◆ Work required ◆
Count how many lines in the data hold "commit". Only the number.

[Saved data entries]
-- -- --

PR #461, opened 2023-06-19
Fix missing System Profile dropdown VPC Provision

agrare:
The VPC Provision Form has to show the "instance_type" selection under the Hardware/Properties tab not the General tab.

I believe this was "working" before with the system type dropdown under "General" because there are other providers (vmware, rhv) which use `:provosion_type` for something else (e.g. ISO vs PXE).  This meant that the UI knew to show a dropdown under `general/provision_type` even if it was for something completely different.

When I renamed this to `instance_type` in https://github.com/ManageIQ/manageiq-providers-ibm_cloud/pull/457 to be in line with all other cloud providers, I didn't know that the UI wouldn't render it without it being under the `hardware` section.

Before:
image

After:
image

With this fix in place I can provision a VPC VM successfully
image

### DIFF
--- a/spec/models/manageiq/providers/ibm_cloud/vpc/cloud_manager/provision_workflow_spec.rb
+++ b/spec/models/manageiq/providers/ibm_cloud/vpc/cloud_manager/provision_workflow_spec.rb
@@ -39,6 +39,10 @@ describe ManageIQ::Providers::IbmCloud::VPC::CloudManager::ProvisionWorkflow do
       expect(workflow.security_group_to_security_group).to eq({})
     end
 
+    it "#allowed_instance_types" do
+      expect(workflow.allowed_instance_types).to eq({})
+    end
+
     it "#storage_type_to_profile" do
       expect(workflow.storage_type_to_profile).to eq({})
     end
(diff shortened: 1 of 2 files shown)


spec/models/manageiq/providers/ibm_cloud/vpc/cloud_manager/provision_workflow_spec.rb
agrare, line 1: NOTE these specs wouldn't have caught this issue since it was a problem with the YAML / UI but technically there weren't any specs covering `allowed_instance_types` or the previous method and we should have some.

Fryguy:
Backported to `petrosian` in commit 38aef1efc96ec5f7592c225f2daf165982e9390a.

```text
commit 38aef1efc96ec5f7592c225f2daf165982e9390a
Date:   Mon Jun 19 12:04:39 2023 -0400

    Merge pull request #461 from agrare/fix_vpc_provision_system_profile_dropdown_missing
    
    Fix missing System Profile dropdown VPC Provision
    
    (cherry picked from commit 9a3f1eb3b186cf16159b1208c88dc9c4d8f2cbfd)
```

-- -- --

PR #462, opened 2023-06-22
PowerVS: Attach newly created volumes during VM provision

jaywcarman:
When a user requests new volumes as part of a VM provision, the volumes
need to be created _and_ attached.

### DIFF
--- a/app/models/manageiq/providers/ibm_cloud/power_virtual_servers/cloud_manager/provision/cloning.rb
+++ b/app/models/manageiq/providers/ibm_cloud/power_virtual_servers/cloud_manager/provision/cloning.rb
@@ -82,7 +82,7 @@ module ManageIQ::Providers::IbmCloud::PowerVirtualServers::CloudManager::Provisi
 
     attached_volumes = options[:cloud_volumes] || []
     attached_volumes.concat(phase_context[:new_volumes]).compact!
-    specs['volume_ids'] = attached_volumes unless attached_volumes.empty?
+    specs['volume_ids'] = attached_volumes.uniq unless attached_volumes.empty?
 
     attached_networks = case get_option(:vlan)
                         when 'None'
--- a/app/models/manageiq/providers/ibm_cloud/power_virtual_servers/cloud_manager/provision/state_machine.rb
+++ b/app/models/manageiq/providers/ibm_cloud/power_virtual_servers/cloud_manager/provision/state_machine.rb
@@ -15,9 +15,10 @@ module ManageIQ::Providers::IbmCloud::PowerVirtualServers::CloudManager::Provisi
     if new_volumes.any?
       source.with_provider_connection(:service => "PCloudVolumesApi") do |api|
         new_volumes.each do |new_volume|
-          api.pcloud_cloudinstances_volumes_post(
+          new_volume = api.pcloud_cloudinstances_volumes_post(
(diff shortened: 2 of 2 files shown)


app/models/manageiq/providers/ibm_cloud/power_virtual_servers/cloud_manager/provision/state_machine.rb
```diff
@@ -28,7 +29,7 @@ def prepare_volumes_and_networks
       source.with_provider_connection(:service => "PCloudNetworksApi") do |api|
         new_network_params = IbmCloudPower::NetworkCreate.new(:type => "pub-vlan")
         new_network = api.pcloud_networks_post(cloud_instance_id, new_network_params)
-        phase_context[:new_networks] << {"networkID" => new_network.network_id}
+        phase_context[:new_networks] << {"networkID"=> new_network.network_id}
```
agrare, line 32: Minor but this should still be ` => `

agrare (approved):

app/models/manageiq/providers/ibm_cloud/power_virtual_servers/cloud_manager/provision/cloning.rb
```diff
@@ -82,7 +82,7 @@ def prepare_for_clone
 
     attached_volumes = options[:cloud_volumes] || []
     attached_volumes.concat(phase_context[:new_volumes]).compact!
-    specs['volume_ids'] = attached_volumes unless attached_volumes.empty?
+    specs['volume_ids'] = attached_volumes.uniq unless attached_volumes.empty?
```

-- -- --

◆ Answer to the problem ◆
3